PR #381, opened 2022-08-05
Bug fix for ParseGenotyping

mwalker174:
Replaces a check for compressed inputs `process_posthoc_cpx_depth_regenotyping.sh` from GenotypeComplexVariants. The previous implementation used the `file` command to guess the file type, but it is not 100% reliable and recently misidentified a gzipped bed file as a boot sector.

This commit replaces the `file` check with a simple check for `.gz` extensions. Tested successfully on MakeCohortVcf.

### DIFF
--- a/dockerfiles/igv/makeigvpesr_cram.py
+++ b/dockerfiles/igv/makeigvpesr_cram.py
@@ -46,9 +46,9 @@ def ped_info_readin(ped_file):
         pin = line.strip().split()
         if not pin[1] in out.keys():
             out[pin[1]] = [pin[1]]
-        if not(pin[2]) == 0:
+        if not (pin[2]) == 0:
             out[pin[1]].append(pin[2])
-        if not(pin[3]) == 0:
+        if not (pin[3]) == 0:
             out[pin[1]].append(pin[3])
     fin.close()
     return out
@@ -62,7 +62,7 @@ def cram_info_readin(cram_file):
         if not pin[0] in out.keys():
             out[pin[0]] = pin[1:]
     fin.close()
-    return(out)
+    return (out)
 
 
 ped_info = ped_info_readin(args.ped)
--- a/dockerfiles/igv/makeigvpesr_trio.py
+++ b/dockerfiles/igv/makeigvpesr_trio.py
@@ -44,9 +44,9 @@ def ped_info_readin(ped_file):
         pin = line.strip().split()
         if not pin[1] in out.keys():
             out[pin[1]] = [pin[1]]
-        if not(pin[2]) == 0:
+        if not (pin[2]) == 0:
             out[pin[1]].append(pin[2])
-        if not(pin[3]) == 0:
+        if not (pin[3]) == 0:
             out[pin[1]].append(pin[3])
     fin.close()
     return out
@@ -60,7 +60,7 @@ def cram_info_readin(cram_file):
         if not pin[0] in out.keys():
             out[pin[0]] = pin[1:]
     fin.close()
-    return(out)
+    return (out)
 
 
 # ped_info = ped_info_readin(args.ped)
--- a/src/sv-pipeline/04_variant_resolution/scripts/process_posthoc_cpx_depth_regenotyping.sh
+++ b/src/sv-pipeline/04_variant_resolution/scripts/process_posthoc_cpx_depth_regenotyping.sh
@@ -103,7 +103,7 @@ if ! [ -s ${INVCF} ]; then
   usage
   exit 0
 fi
-if [ $( file ${INVCF} | fgrep "gzip" | wc -l ) -lt 1 ]; then
+if [[ ${INVCF} != *.gz ]]; then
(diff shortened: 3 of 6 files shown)


src/sv-pipeline/04_variant_resolution/scripts/process_posthoc_cpx_depth_regenotyping.sh
```diff
@@ -103,7 +103,7 @@ if ! [ -s ${INVCF} ]; then
   usage
   exit 0
 fi
-if [ $( file ${INVCF} | fgrep "gzip" | wc -l ) -lt 1 ]; then
+if [[ ${INVCF} != *.gz ]]; then
```
VJalili, line 106: I suppose this check can be "tricked" if one creates any file (compressed or uncompressed) and just adds `.gz` extension. Otherwise, I guess this check is good enough.

dockerfiles/igv/makeigvpesr_cram.py
```diff
@@ -46,9 +46,9 @@ def ped_info_readin(ped_file):
         pin = line.strip().split()
         if not pin[1] in out.keys():
             out[pin[1]] = [pin[1]]
-        if not(pin[2]) == 0:
+        if not (pin[2]) == 0:
```
TedBrookings, line 49: If you're going to adjust this for style, this line is very problematic. pin is an array of strings, so `not (pin[1]) == 0` always evaluates to True. If the goal is to only append non-trivial keys, it should be changed to:
```suggestion
        if pin[2] != "0":
```
Otherwise the if statement should be removed.
Similarly with pin[3]

dockerfiles/igv/makeigvpesr_cram.py
```diff
@@ -62,7 +62,7 @@ def cram_info_readin(cram_file):
         if not pin[0] in out.keys():
             out[pin[0]] = pin[1:]
     fin.close()
-    return(out)
+    return (out)
```
TedBrookings, line 65: Parenthesis have no effect
```suggestion
    return out
```

dockerfiles/igv/makeigvpesr_trio.py
```diff
@@ -44,9 +44,9 @@ def ped_info_readin(ped_file):
         pin = line.strip().split()
         if not pin[1] in out.keys():
             out[pin[1]] = [pin[1]]
-        if not(pin[2]) == 0:
+        if not (pin[2]) == 0:
```
TedBrookings, line 47: Same deal as in makeigvpesr_cram:
```suggestion
        if pin[2] != "0":
```

dockerfiles/igv/makeigvpesr_trio.py
```diff
@@ -60,7 +60,7 @@ def cram_info_readin(cram_file):
         if not pin[0] in out.keys():
             out[pin[0]] = pin[1:]
     fin.close()
-    return(out)
+    return (out)
```
TedBrookings, line 63: Parenthesis have no effect
```suggestion
    return out
```

src/sv-pipeline/scripts/downstream_analysis_and_filtering/apply_minGQ_filter.py
```diff
@@ -300,7 +300,7 @@ def _get_minGQ(record, minGQ_dict, SVLEN_table, AF_table, SVTYPE_table,
         for key in list(set(EV_table.values())):
             minGQ[key] = int(globalMin)
 
-    return(minGQ)
+    return (minGQ)
```
TedBrookings, line 303: Parenthesis have no effect
```suggestion
    return minGQ
```

src/svtk/svtk/pesr/pe_test.py
```diff
@@ -100,7 +100,7 @@ def _get_coords(pos, strand):
         i = 0
         for pair in pairs:
             pair = _DiscPair(*pair)
-            if(i > 1000000):
+            if (i > 1000000):
```
TedBrookings, line 103: Parenthesis have no effect
```suggestion
            if i > 1000000:
```

src/sv-pipeline/04_variant_resolution/scripts/process_posthoc_cpx_depth_regenotyping.sh
TedBrookings: In my opinion this is much more stable. When I updated our docker images, the output of `file` changed in a way that made the checks break for some files. If parsing the tool output causes breaks when you change Ubuntu versions, it seems better to me to just check the extension. Especially since this code will only be parsing output from previous scripts in our pipeline: if it breaks this way, it's our fault.

TedBrookings (approved):
In my opinion this is a substantial stability improvement.
However, I noticed several lines of code that you touched that don't do what they "seem" to do, and I believe are resulting in unintended behavior. I'd strongly suggest checking them out.

PR #385, opened 2022-08-08
Validate WDLs using miniwdl

VJalili:
This PR implements a python script that uses the miniwdl python bindings to validate (only errors) a list of given WDL files.


VJalili:
Linting errors are not related, so I'd rather leave fixing them for another PR.

scripts/test/miniwdl_validation.py
```diff
@@ -0,0 +1,61 @@
...
+    except WDL.Error.ImportError as e:
+        print(e)
+        print(format_error_message("Import Error", e, e.pos))
+    finally:
+        return False
+
+
+def main():
+    parser = argparse.ArgumentParser()
+    parser.add_argument("files", nargs="+", help="The WDLs files to be checked.")
```
mwalker174, line 40:
```suggestion
    parser.add_argument("files", nargs="+", help="The WDL files to be checked.")
```

scripts/test/miniwdl_validation.py
```diff
@@ -0,0 +1,61 @@
...
+    args = parser.parse_args()
+
+    wdl_filenames = []
+    for filename in args.files:
+        if filename.endswith(".wdl"):
+            wdl_filenames.append(filename)
+    if len(wdl_filenames) != len(args.files):
+        print(f"Warning! Of {len(args.files)} provided files, {len(wdl_filenames)} are WDL.")
```
mwalker174, line 48: Is there a particular use case you're thinking of with this check? I could see this being useful if a directory were being searched, but since each file is specified I would simply expect validation to fail if one of them isn't a WDL.

VJalili: Would this be a useful check if the script is invoked as `python miniwdl_validation.py wdl/*.*` where the `wdl` directory contains files other than `*.wdl`?

mwalker174: I see yes that would be useful, although we usually don't need to validate every wdl, just ones that are part of the "canonical" pipeline i.e. have test inputs available (see validation.sh script for how we do that). Either way, fine to leave it like this.

VJalili: That makes sense. I removed this filtering to simplify the script.

mwalker174 (approved):

PR #387, opened 2022-08-17
bug fixed in concatinate script

xuefzhao:
put in a fix for the function that concatenate vapor results to add header to the output


epiercehoffman (approved):
Tested and header (with # in front) was retained in final concatenated output

Issue #44, opened 2020-09-08
Outlier Sample Removal in GenerateBatchMetrics and FilterBatchSites


hab45:
We have found certainly outlier samples with significantly more variants can influence variant metrics (module 2) and subsequent filtering (module 3). The challenge here is that given some family based studies have more tolerance for inclusion of these sample we are suggesting allowing the option of filtering out outliers for training purposes in module 2 and 3 but including them in the subsequent downstream steps. This could work as follows: At the end of module 1 generate a list of outlier samples akin to that performed after module 3 though likely more stringent. Exclude the samples from generation of variant metrics in module 2 unless a variant is comprised of only outlier samples. In that case generate variant metrics as normal. Exclude variants comprised of only outlier samples for training purposes in module 3 but include them when using the random forest for assessment.

PR #389, opened 2022-08-18
Plot SV counts at the end of the ClusterBatch module

VJalili:
The plots will be used for removing outliers before training the random forest model. This is the first step in resolving the issue #44.

### DIFF
--- a/inputs/templates/test/ClusterBatch/ClusterBatch.json.tmpl
+++ b/inputs/templates/test/ClusterBatch/ClusterBatch.json.tmpl
@@ -29,5 +29,7 @@
   "ClusterBatch.wham_vcf_tar": {{ test_batch.std_wham_vcf_tar | tojson }},
   "ClusterBatch.manta_vcf_tar": {{ test_batch.std_manta_vcf_tar | tojson }},
   "ClusterBatch.melt_vcf_tar": {{ test_batch.std_melt_vcf_tar | tojson }},
-  "ClusterBatch.ped_file": {{ test_batch.ped_file | tojson }}
+  "ClusterBatch.ped_file": {{ test_batch.ped_file | tojson }},
+
+  "ClusterBatch.outlier_cutoff_nIQR": "10000"
 }
--- a/wdl/ClusterBatch.wdl
+++ b/wdl/ClusterBatch.wdl
@@ -291,7 +291,7 @@ workflow ClusterBatch {
   call sv_counts.PlotSVCountsPerSample {
     input:
       prefix = batch,
-      vcfs = [select_first([ClusterPESR_manta.clustered_vcf]), select_first([ClusterPESR_wham.clustered_vcf]), select_first([ClusterPESR_melt.clustered_vcf]), select_first([ClusterPESR_scramble.clustered_vcf])],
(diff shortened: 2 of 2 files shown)


wdl/ClusterBatch.wdl
```diff
@@ -282,9 +288,22 @@ workflow ClusterBatch {
     }
   }
 
+  call sv_counts.PlotSVCountsPerSample {
+    input:
+      prefix = batch,
+      vcfs = [select_first([ClusterPESR_manta.clustered_vcf]), select_first([ClusterPESR_wham.clustered_vcf]), select_first([ClusterPESR_melt.clustered_vcf]), select_first([ClusterPESR_scramble.clustered_vcf])],
```
mwalker174, line 294:
```suggestion
      vcfs = select_all([ClusterDepth.clustered_vcf, ClusterPESR_manta.clustered_vcf, ClusterPESR_wham.clustered_vcf, ClusterPESR_melt.clustered_vcf, ClusterPESR_scramble.clustered_vcf]),
```
Note to add `ClusterDepth.clustered_vcf` in there as well

inputs/templates/test/ClusterBatch/ClusterBatch.json.tmpl
```diff
@@ -29,5 +29,7 @@
   "ClusterBatch.wham_vcf_tar": {{ test_batch.std_wham_vcf_tar | tojson }},
   "ClusterBatch.manta_vcf_tar": {{ test_batch.std_manta_vcf_tar | tojson }},
   "ClusterBatch.melt_vcf_tar": {{ test_batch.std_melt_vcf_tar | tojson }},
-  "ClusterBatch.ped_file": {{ test_batch.ped_file | tojson }}
+  "ClusterBatch.ped_file": {{ test_batch.ped_file | tojson }},
+
+  "ClusterBatch.outlier_cutoff_nIQR": "10000"
```
mwalker174, line 34:
```suggestion
  "ClusterBatch.outlier_cutoff_nIQR": "8"
```
10000 is used in FilterBatch to effectively disable sample filtering. Here we should make it something statistically reasonable, otherwise the cutoffs at +/- 10000 IQR make the plots unreadable.

wdl/ClusterBatch.wdl
```diff
@@ -65,6 +66,8 @@ workflow ClusterBatch {
 
     Float? java_mem_fraction
 
+    Int outlier_cutoff_nIQR
```
mwalker174, line 69: I'd suggest making this an optional. If it's provided, we run PlotSVCountsPerSample. If not, it skips the task (we don't need to run this for the single sample pipeline for example). Would need to add this input and the outputs to GATKSVPipelinePhase1 and GATKSVPipelineBatch.

mwalker174 (commented):
I think we should try and get this in since it is useful QC at this stage of the pipeline. Can you take it further and integrate with GATKSVPipelinePhase1 and GATKSVPipelineBatch, including updating json templates?

inputs/templates/test/ClusterBatch/ClusterBatch.json.tmpl
epiercehoffman: I've been using 6 for plotting

epiercehoffman:
This was completed as part of #567 so I would recommend closing this PR

PR #395, opened 2022-08-30
Log a warning when merging EH JSON files if a file does not contain LocusResult

VJalili:
This is related to a case where EH is run on male samples without specifying `--sex male`, hence reads on chrY are ignored. And if the sample only contains reads on chrY, not setting `--sex male` results in producing an output JSON that does not have `LocusResult` (see the following), which causes errors when merging the JSON files. 

```json
{
  "SampleParameters": {
    "SampleId": "sample_id",
    "Sex": "Female"
  }
}
```

### DIFF
--- a/src/str/combine_expansion_hunter_json_to_tsv.py
+++ b/src/str/combine_expansion_hunter_json_to_tsv.py
@@ -122,7 +122,14 @@ def main():
             try:
                 json_contents = parse_json_file(json_path)
             except Exception as e:
-                logging.info(f"Skipping {json_path}... Unable to parse json: {e}")
+                logging.warning(f"Skipping {json_path}... Unable to parse json: {e}")
+                continue
+
+            if "LocusResults" not in json_contents:
+                logging.warning(f"Skipping {json_path} as it does not contain `LocusResults`. "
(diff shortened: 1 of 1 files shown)


src/str/combine_expansion_hunter_json_to_tsv.py
```diff
@@ -122,7 +122,14 @@ def main():
             try:
                 json_contents = parse_json_file(json_path)
             except Exception as e:
-                logging.info(f"Skipping {json_path}... Unable to parse json: {e}")
+                logging.warning(f"Skipping {json_path}... Unable to parse json: {e}")
+                continue
```
mwalker174, line 126: Do you need the 2 `continue`'s here?

mwalker174 (approved):

src/str/combine_expansion_hunter_json_to_tsv.py
VJalili: I guess the first one `continue`s if the json is malformed (e.g., syntax or structural errors) and the second one `continue`s if the syntax is correct but it is missing a required field.

PR #398, opened 2022-09-09
Update BenchmarkGqFilter to pass miniwdl validation

VJalili:
Miniwdl complains about how `args_str` is defined and used; the simplest solution to me was to pass the array of arguments to the task and concatenate them in the script, instead of joining at wdl level. 

I am also changing the inline python code definition to match the more commonly used style in the pipeline.


VJalili:
Closed the PR since @TedBrookings has an ongoing overhaul of this WDL.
= = = =
Reproduce precisely, and with no line left out, each line from the top of the entries through the line that carries "--- a/dockerfiles/igv/makeigvpesr_cram.py".

PR #381, opened 2022-08-05
Bug fix for ParseGenotyping

mwalker174:
Replaces a check for compressed inputs `process_posthoc_cpx_depth_regenotyping.sh` from GenotypeComplexVariants. The previous implementation used the `file` command to guess the file type, but it is not 100% reliable and recently misidentified a gzipped bed file as a boot sector.

This commit replaces the `file` check with a simple check for `.gz` extensions. Tested successfully on MakeCohortVcf.

### DIFF
--- a/dockerfiles/igv/makeigvpesr_cram.py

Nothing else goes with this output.